Mock duck

When I’m sick, but not bedridden, I tend to crave Chinese food. Not greasy chow mein and sweet and sour pork, but hot, broth-based soups and plates of lightly cooked vegetables, bean curd and rice. Few foods seem more medicinal at these times, and have you ever noticed how elusive a handsome serving of respectfully treated vegetables can be at most non-Asian restaurants? Too many American restaurants treat vegetables as a kind of obligatory afterthought, and you end up with a pile of mushy broccoli soaked in butter off to the side of your plate, or you get a salad coated in oil and spiked with some sort of meat and cheese. OK, I’m generalizing, but still, where else can you get a heaping platter of bok choy or broccoli or snow peas or asparagus?

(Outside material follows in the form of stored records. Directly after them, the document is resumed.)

PR #2736, opened 2020-12-10
Support ADD COLUMN for compressed hypertables

gayyappan:
Support ALTER TABLE .. ADD COLUMN <colname> <typname>
for hypertables with compressed chunks.


tsl/test/sql/CMakeLists.txt
```diff
@@ -2,6 +2,7 @@ set(TEST_FILES
   bgw_custom.sql
   bgw_policy.sql
   compression_bgw.sql
+  compression_alter.sql
```
erimatnor, line 5: Do we need a completely new test for this? We already have ~8 compression test files, including a `compression_ddl`. Every unique test file that we add will add to the test runtime. Maybe it can even be a shared test?

k-rus:
@gayyappan One test fails due to this PR.

tsl/test/sql/CMakeLists.txt
gayyappan: There will be more tests specific to alter table. I prefer to split the test files up. It is hard to figure out what is being tested with huge test files.
Moving it to a shared test might work.

k-rus (commented):
Can you add this PR to the change log? (after #2753 is merged)

tsl/src/compression/create.c
```diff
@@ -996,3 +1018,44 @@ tsl_process_compress_table(AlterTableCmd *cmd, Hypertable *ht,
 	/* do not release any locks, will get released by xact end */
 	return true;
 }
+
+/* Add a column to a compressed table */
```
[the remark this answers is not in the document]
gayyappan: Added a comment to clarify. I chose the name to be consistent with the other extern functions for this file.

src/cross_module_fn.c
```diff
@@ -160,6 +160,13 @@ process_compress_table_default(AlterTableCmd *cmd, Hypertable *ht,
 	pg_unreachable();
 }
 
+static void
+process_compress_table_add_column_default(int32 htid, int32 compress_htid, ColumnDef *orig_def)
```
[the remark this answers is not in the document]
gayyappan: added a new altercmd processing function to tsl/src/utility.c. This functionality has been moved there.

src/process_utility.c
```diff
@@ -238,6 +241,35 @@ check_alter_table_allowed_on_ht_with_compression(Hypertable *ht, AlterTableStmt
 	}
 }
 
+static void
+process_altertable_add_column_for_compressed(Hypertable *ht, AlterTableCmd *cmd)
```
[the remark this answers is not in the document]
gayyappan: done.

tsl/test/sql/CMakeLists.txt
gayyappan: This is now called from compression_ddl.sql so that we avoid the cost of a new db setup. This file moved to include directory.

src/process_utility.c
```diff
@@ -238,6 +241,35 @@ check_alter_table_allowed_on_ht_with_compression(Hypertable *ht, AlterTableStmt
...
+				(errcode(ERRCODE_FEATURE_NOT_SUPPORTED),
+				 errmsg("cannot add column with constraints or defaults to a hypertable that has "
+						"compression enabled")));
+	}
+	/* not possible to get non-null value here this is set when
+	 * ALTER TABLE ALTER COLUMN ... SET TYPE < > USING ...
+	 * but check anyway.
+	 */
+	if (col->raw_default != NULL || col->cooked_default != NULL)
+		elog(ERROR, "unexpected default value found while adding column ");
```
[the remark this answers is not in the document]
gayyappan: modified.

tsl/src/compression/create.h
```diff
@@ -18,6 +18,8 @@
 
 bool tsl_process_compress_table(AlterTableCmd *cmd, Hypertable *ht,
 								WithClauseResult *with_clause_options);
+void tsl_process_compress_table_add_column(int32 orig_htid, int32 compress_htid,
+										   ColumnDef *orig_def);
```
k-rus, line 22: The name `orig_def` suggests that it will not be modified and it is not in the implementation, thus:
```suggestion
void tsl_process_compress_table_add_column(int32 orig_htid, int32 compress_htid,
										   const ColumnDef *orig_def);
```

tsl/src/process_utility.c
```diff
@@ -21,10 +22,24 @@ tsl_ddl_command_start(ProcessUtilityArgs *args)
 		DropdbStmt *stmt = castNode(DropdbStmt, args->parsetree);
 		remote_connection_cache_dropped_db_callback(stmt->dbname);
 	}
-
 	dist_ddl_start(args);
 }
 
+/* AlterTableCmds that need tsl side processing invoke this function
+ * we only process AddColumn command right now.
```
k-rus, line 29: It would be nice to improve the sentence grammatically to make it easier to read and have sentences syntactically correct, i.e., starting with a capital letter and a dot at the end. (I believe it is two sentences there)

tsl/src/process_utility.c
```diff
@@ -21,10 +22,24 @@ tsl_ddl_command_start(ProcessUtilityArgs *args)
 		DropdbStmt *stmt = castNode(DropdbStmt, args->parsetree);
 		remote_connection_cache_dropped_db_callback(stmt->dbname);
 	}
-
```
k-rus, line 24: Unrelated change, which is matter of taste.

tsl/src/process_utility.c
```diff
@@ -21,10 +22,24 @@ tsl_ddl_command_start(ProcessUtilityArgs *args)
...
 	dist_ddl_start(args);
 }
 
+/* AlterTableCmds that need tsl side processing invoke this function
+ * we only process AddColumn command right now.
+ */
+void
+tsl_process_altertable_cmd(Hypertable *ht, AlterTableCmd *cmd)
```
k-rus, line 32: Am I correct that both arguments are not changed in the function?
```suggestion
tsl_process_altertable_cmd(const Hypertable *ht, const AlterTableCmd *cmd)
```

tsl/test/expected/compression_ddl.out
```diff
@@ -685,3 +680,131 @@ WHERE hypertable.table_name like 'test1'  ORDER BY chunk.id ) as subq;
...
+CREATE TABLE test1 ("Time" timestamptz, intcol integer, bntcol bigint, txtcol text);
+SELECT table_name from create_hypertable('test1', 'Time', chunk_time_interval=> INTERVAL '1 day');
+psql:include/compression_alter.sql:6: NOTICE:  adding not-null constraint to column "Time"
+ table_name 
+------------
+ test1
+(1 row)
+
+INSERT INTO test1 SELECT t,  gen_rand_minstd(), gen_rand_minstd(), gen_rand_minstd()::text FROM generate_series('2018-03-02 1:00'::TIMESTAMPTZ, '2018-03-05 1:00', '1 hour') t;
+ALTER TABLE test1 set (timescaledb.compress, timescaledb.compress_segmentby = 'bntcol', timescaledb.compress_orderby = '"Time" DESC');
```
k-rus, line 698: It would be great if SQL statements fit the screen, e.g., 100 chars.

tsl/test/expected/compression_ddl.out
```diff
@@ -685,3 +680,131 @@ WHERE hypertable.table_name like 'test1'  ORDER BY chunk.id ) as subq;
...
+SELECT COUNT(*) AS count_compressed
+FROM
+(
+SELECT compress_chunk(chunk.schema_name|| '.' || chunk.table_name)
+FROM _timescaledb_catalog.chunk chunk
+INNER JOIN _timescaledb_catalog.hypertable hypertable ON (chunk.hypertable_id = hypertable.id)
+WHERE hypertable.table_name like 'test1' and chunk.compressed_chunk_id IS NULL ORDER BY chunk.id
```
k-rus, line 705: Can the subquery be indented?

tsl/test/expected/compression_ddl.out
```diff
@@ -685,3 +680,131 @@ WHERE hypertable.table_name like 'test1'  ORDER BY chunk.id ) as subq;
...
+
+--decompress 1 chunk and query again 
+SELECT COUNT(*) AS count_compressed
+FROM
+(
+SELECT decompress_chunk(chunk.schema_name|| '.' || chunk.table_name)
+FROM _timescaledb_catalog.chunk chunk
+INNER JOIN _timescaledb_catalog.hypertable hypertable ON (chunk.hypertable_id = hypertable.id)
+WHERE hypertable.table_name like 'test1' and chunk.compressed_chunk_id IS NOT NULL ORDER BY chunk.id
+LIMIT 1
```
k-rus, line 748: Can the subquery be indented?

tsl/test/expected/compression_ddl.out
```diff
@@ -685,3 +680,131 @@ WHERE hypertable.table_name like 'test1'  ORDER BY chunk.id ) as subq;
...
+    25
+(1 row)
+
+SELECT COUNT(*) AS count_compressed
+FROM
+(
+SELECT compress_chunk(chunk.schema_name|| '.' || chunk.table_name)
+FROM _timescaledb_catalog.chunk chunk
+INNER JOIN _timescaledb_catalog.hypertable hypertable ON (chunk.hypertable_id = hypertable.id)
+WHERE hypertable.table_name like 'test1' and chunk.compressed_chunk_id IS NULL ORDER BY chunk.id
```
k-rus, line 790: It will be great to indent

k-rus (commented):
Many nits, which need to be fixed.

I suggest to give comment what happens with the values of the added column, i.e., PG will set values to NULL per compressed row.

Can you add two tests?:
1. Select from the compressed hypertable to see some values including new column.
2. Insert data into new column in a not compressed chunk and do query, which involves both compressed and uncompressed chunks.
I expect that everything works, since it is nothing special with new column.
(I guess such tests already exist without adding column. One way is to run the same tests with no add column and with add column. However, such thing is better to do as separate PR, I believe)

gayyappan:
> Many nits, which need to be fixed.
> 
> I suggest to give comment what happens with the values of the added column, i.e., PG will set values to NULL per compressed row.
> 
> Can you add two tests?:
> 
> 1. Select from the compressed hypertable to see some values including new column.
> 2. Insert data into new column in a not compressed chunk and do query, which involves both compressed and uncompressed chunks.
>    I expect that everything works, since it is nothing special with new column.
>    (I guess such tests already exist without adding column. One way is to run the same tests with no add column and with add column. However, such thing is better to do as separate PR, I believe)

1. already have tests that selects from the table with filters on the new columns. 
2. Similarly have query which involves both compressed and uncompressed chunk after adding a column. Do you have a specific test in mind?

src/process_utility.c
```diff
@@ -239,6 +240,23 @@ check_alter_table_allowed_on_ht_with_compression(Hypertable *ht, AlterTableStmt
...
+		ereport(ERROR,
+				(errcode(ERRCODE_FEATURE_NOT_SUPPORTED),
+				 errmsg("cannot add column with constraints or defaults to a hypertable that has "
+						"compression enabled")));
+	}
+	/* not possible to get non-null value here this is set when
+	 * ALTER TABLE ALTER COLUMN ... SET TYPE < > USING ...
+	 * but check anyway.
+	 */
+	Assert(col->raw_default == NULL && col->cooked_default == NULL);
```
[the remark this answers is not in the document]
gayyappan: I think the assert should be retained since this is a valid value in the struct. We might support DEFAULT values later.

tsl/src/compression/create.c
```diff
@@ -320,6 +322,26 @@ compresscolinfo_init(CompressColInfo *cc, Oid srctbl_relid, List *segmentby_cols
 	table_close(rel, AccessShareLock);
 }
 
+/* use this api for the case when you add a single column to a table that already has
+ * copression setup
```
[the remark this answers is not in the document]
gayyappan: fixed.

src/process_utility.c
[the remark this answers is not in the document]
k-rus: The values will not be not-null only for `ALTER COLUMN`, right? At least this is what I see in PG code for `raw_default`. Are you sure they can be not null in the case of `ADD COLUMN`?

tsl/src/process_utility.c
gayyappan: Right now, they do not. But this is supposed to be a more generic function i..e other AlterTablecmds that need tsl side processing would introduce additional if stmts here. So should not force it to be a const.

src/process_utility.c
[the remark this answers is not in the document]
gayyappan: The only path for this,  as far as I can tell, is via the stmt I mentioned in the comment. I prefer to be defensive with the code.

tsl/src/process_utility.c
```diff
@@ -21,10 +22,24 @@ tsl_ddl_command_start(ProcessUtilityArgs *args)
...
+{
+	if (cmd->subtype == AT_AddColumn || cmd->subtype == AT_AddColumnRecurse)
+	{
+		ColumnDef *orig_coldef = (ColumnDef *) cmd->def;
```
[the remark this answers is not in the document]
gayyappan: fixed.

tsl/src/process_utility.c
k-rus: `const` can be removed when the implementation changes. Currently it helps to understand the code.
btw, may be new lines between variable declarations, assertion and code can help for readability.

gayyappan: modified.

tsl/src/compression/create.c
```diff
@@ -320,6 +322,26 @@ compresscolinfo_init(CompressColInfo *cc, Oid srctbl_relid, List *segmentby_cols
...
+ * such as ALTER TABLE xyz ADD COLUMN .....
+ */
+static void
+compresscolinfo_init_singlecolumn(CompressColInfo *cc, char *colname, Oid typid)
```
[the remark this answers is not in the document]
gayyappan: modified.

src/process_utility.c
```diff
@@ -213,6 +213,7 @@ check_alter_table_allowed_on_ht_with_compression(Hypertable *ht, AlterTableStmt
 			case AT_SetTableSpace:
 				/* this is passed down in `process_altertable_set_tablespace_end` */
 			case AT_SetStatistics: /* should this be pushed down in some way? */
+			case AT_AddColumn:	 /* this is passed down */
```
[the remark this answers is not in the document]
gayyappan: being consistent with the comment above.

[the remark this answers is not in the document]
k-rus: However, the most of the rows above are without the comment. If the comment is important, it is good to have it more meaningful.

k-rus:
> 1. already have tests that selects from the table with filters on the new columns.

Sorry, I wasn't clear and missed to write that I thought about a test, which selects from compressed hypertable. However, I am not sure now if it is actually good idea.


> 2. Similarly have query which involves both compressed and uncompressed chunk after adding a column. Do you have a specific test in mind?

Nothing specific. Does this PR include test with mix of compressed and uncompressed chunks? I might not understand well enough the tests.

k-rus (commented):
I see that many my comments were not addressed, so I leave this comment to have an opportunity to re-request.

gayyappan:
> > 1. already have tests that selects from the table with filters on the new columns.
> 
> Sorry, I wasn't clear and missed to write that I thought about a test, which selects from compressed hypertable. However, I am not sure now if it is actually good idea.
> 
> > 1. Similarly have query which involves both compressed and uncompressed chunk after adding a column. Do you have a specific test in mind?
> 
> Nothing specific. Does this PR include test with mix of compressed and uncompressed chunks? I might not understand well enough the tests.

Yes, the tests have a mix of compressed and uncompressed chunks.

src/cross_module_fn.c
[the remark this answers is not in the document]
erimatnor: Sorry, I didn't mean to just move the function to `tsl/process_utility.c`; I meant that we do not need a cross-module function since we already forward ddl commands to TSL. If we add a cross-module function definition for every DDL command, including every alter-table variant, the cross-module interface is going to blow-up with a ton of functions.

Thus, unless I am missing something, you should be able to "capture" the alter table in TSL's process utility instead of capturing it outside TSL and then forwarding it to TSL via a cross-module function.

src/process_utility.c
```diff
@@ -3264,6 +3283,10 @@ process_altertable_end_subcmd(Hypertable *ht, Node *parsetree, ObjectAddress *ob
 			break;
 		case AT_AddColumn:
 		case AT_AddColumnRecurse:
+			Assert(IsA(cmd->def, ColumnDef));
+			if (TS_HYPERTABLE_HAS_COMPRESSION_TABLE(ht))
+				ts_cm_functions->process_altertable_cmd(ht, cmd);
```
erimatnor, line 3288: This cross-module call should not be necessary since we already forward DDL commands to TSL, which means you can capture it there instead of defining a new cross-module function. I don't believe it is a scalable approach to define new functions for every DDL and alter command.

tsl/src/compression/create.c
```diff
@@ -320,6 +322,26 @@ compresscolinfo_init(CompressColInfo *cc, Oid srctbl_relid, List *segmentby_cols
...
+{
+	int colno = 0;
+	Oid compresseddata_oid = ts_custom_type_cache_get(CUSTOM_TYPE_COMPRESSED_DATA)->type_oid;
+	ColumnDef *coldef;
+
+	cc->numcols = 1;
+	cc->col_meta = palloc0(sizeof(FormData_hypertable_compression) * 1);
```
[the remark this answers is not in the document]
svenklemm: agree with ruslan here this should use cc->numcols instead of constant

src/cross_module_fn.h
```diff
@@ -98,6 +98,7 @@ typedef struct CrossModuleFunctions
 	PGFunction compressed_data_out;
 	bool (*process_compress_table)(AlterTableCmd *cmd, Hypertable *ht,
 								   WithClauseResult *with_clause_options);
+	void (*process_altertable_cmd)(const Hypertable *ht, const AlterTableCmd *cmd);
```
svenklemm, line 101: agree with erik that ideally this should happen in tsl code to not further bloat the cross module stuff

gayyappan: The alter table cmd processing has been moved to tsl code. This is the function from cross_module that would reference tsl code.

src/process_utility.c
gayyappan: The earlier version of the function had subcmd specifc processing in src/process_utility.c. With this approach, I have  a more generic tsl side function for the ALTER TABLE ddl. This is invoked only when needed.

The downside of passing the entire processing over to ddl_command_start and ddl_command_end in the tsl code is: we would be replicating code for table lookup and subcmd processing on tsl side (see code path for process_altertable_end_table - has simple cmd and multiple cmds code path. If we were to do this in ddl_command_end, we  would replicate all this code,  but all this processing has already been done by the caller. I don't see this approach as simplifying the code) 

I can move the call at line 3288 to the end of the function process_altertable_end_subcmd to make it more generic. There is nothing that prevents the tsl  side function from being generic.

svenklemm (approved):

src/cross_module_fn.h
```diff
@@ -98,6 +98,7 @@ typedef struct CrossModuleFunctions
 	PGFunction compressed_data_out;
 	bool (*process_compress_table)(AlterTableCmd *cmd, Hypertable *ht,
 								   WithClauseResult *with_clause_options);
+	void (*process_altertable_cmd)(Hypertable *ht, const AlterTableCmd *cmd);
```
pmwkaa, line 101: I would try to avoid adding new functions here, for example we have `ddl_command_start` hook already which basically allows to handle process utility hook on the tsl side.

If you prefer this approach more, I suggest to make argument ordering consistent with the function below

tsl/src/compression/create.c
```diff
@@ -320,6 +322,26 @@ compresscolinfo_init(CompressColInfo *cc, Oid srctbl_relid, List *segmentby_cols
...
 }
 
+/* use this api for the case when you add a single column to a table that already has
+ * copression setup
+ * such as ALTER TABLE xyz ADD COLUMN .....
+ */
+static void
+compresscolinfo_init_singlecolumn(CompressColInfo *cc, char *colname, Oid typid)
+{
+	int colno = 0;
```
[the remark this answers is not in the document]
pmwkaa: Maybe just remove this variable at all, position logic can be identified by the function name

tsl/src/compression/create.c
```diff
@@ -900,6 +922,39 @@ disable_compression(Hypertable *ht, WithClauseResult *with_clause_options)
...
+	stmt->relkind = OBJECT_TABLE;
+	stmt->missing_ok = false;
+
+	/* alter the table and add column */
+	lockmode = AlterTableGetLockLevel(stmt->cmds);
+	compress_relid = AlterTableLookupRelation(stmt, lockmode);
+	Assert(compress_relid == compress_ht->main_table_relid);
+	AlterTable(compress_relid, AccessExclusiveLock, stmt);
+	modify_compressed_toast_table_storage(compress_cols, compress_relid);
+	return;
```
pmwkaa, line 955: Do we need that return?

tsl/src/compression/create.c
```diff
@@ -996,3 +1051,29 @@ tsl_process_compress_table(AlterTableCmd *cmd, Hypertable *ht,
...
+	coloid = LookupTypeNameOid(NULL, orig_typname, false);
+	compresscolinfo_init_singlecolumn(&compress_cols, colname, coloid);
+	if (TS_HYPERTABLE_HAS_COMPRESSION_TABLE(ht))
+	{
+		int32 compress_htid = ht->fd.compressed_hypertable_id;
+		Hypertable *compress_ht = ts_hypertable_get_by_id(compress_htid);
+		add_column_to_compression_table(compress_ht, &compress_cols);
+	}
+	else
+		Assert(TS_HYPERTABLE_HAS_COMPRESSION_ENABLED(ht));
```
pmwkaa, line 1076: I believe it might fail if the extension will be build with `-DNDEBUG`  flag (or maybe not, if `;` will be kept), anyway I suggest to wrap this statement into the code block

pmwkaa (approved):
Couple of nits. I believe we had support for the DROP COLUMN before?

tsl/src/compression/create.c
gayyappan: removed.

tsl/src/compression/create.c
gayyappan: added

So, being sick but not bedridden, I went out to Shanghai Garden. What sets this place apart from some of the other Chinese places around is its stated focus on vegetarian dishes. This is not the kind of meat-is-disgusting vegetarianism currently common, but rather the ancient Buddhist meat-tastes-great-but-I-can’t-eat-it-because-Buddha-says-so variety. In other words, many of the vegetarian dishes feature that somewhat bizarre Chinese creation: imitation meat. This stuff is cool, though. I once saw it being made. I understand that it’s often made with wheat gluten, but what I saw was made from, basically, tofu scum. At the top of a large pot in which tofu was cooking, a layer of residual protein had formed. The chef lifted a huge circle of scum off the top, intact, and folded it into a large, thick rectangle. After it set a bit and became tacky, he chopped it into “meat” niblet-sized pieces and stir-fried it to brown it and set its shape. He called the end product “mock duck.” However, how one distinguishes from mock duck and the mock pork or chicken at Shanghai Garden, I’m still trying to work out.

Anyway, I went out imagining things such as Shanghai Garden’s great mustard greens in ginger sauce ($5.75), kung pao imitation chicken ($7.00), and spinach and tofu soup ($4.25). On arriving, however, I was intrigued by something I hadn’t noticed before—the China dinner ($9.75 per person). This usurped my interest in the vegetarian items, and basically put my intentions of eating healthfully on the back burner, because the description read, “For the adventurous diner, leave it to our chefs who will delight your taste.” How could I pass up this challenge?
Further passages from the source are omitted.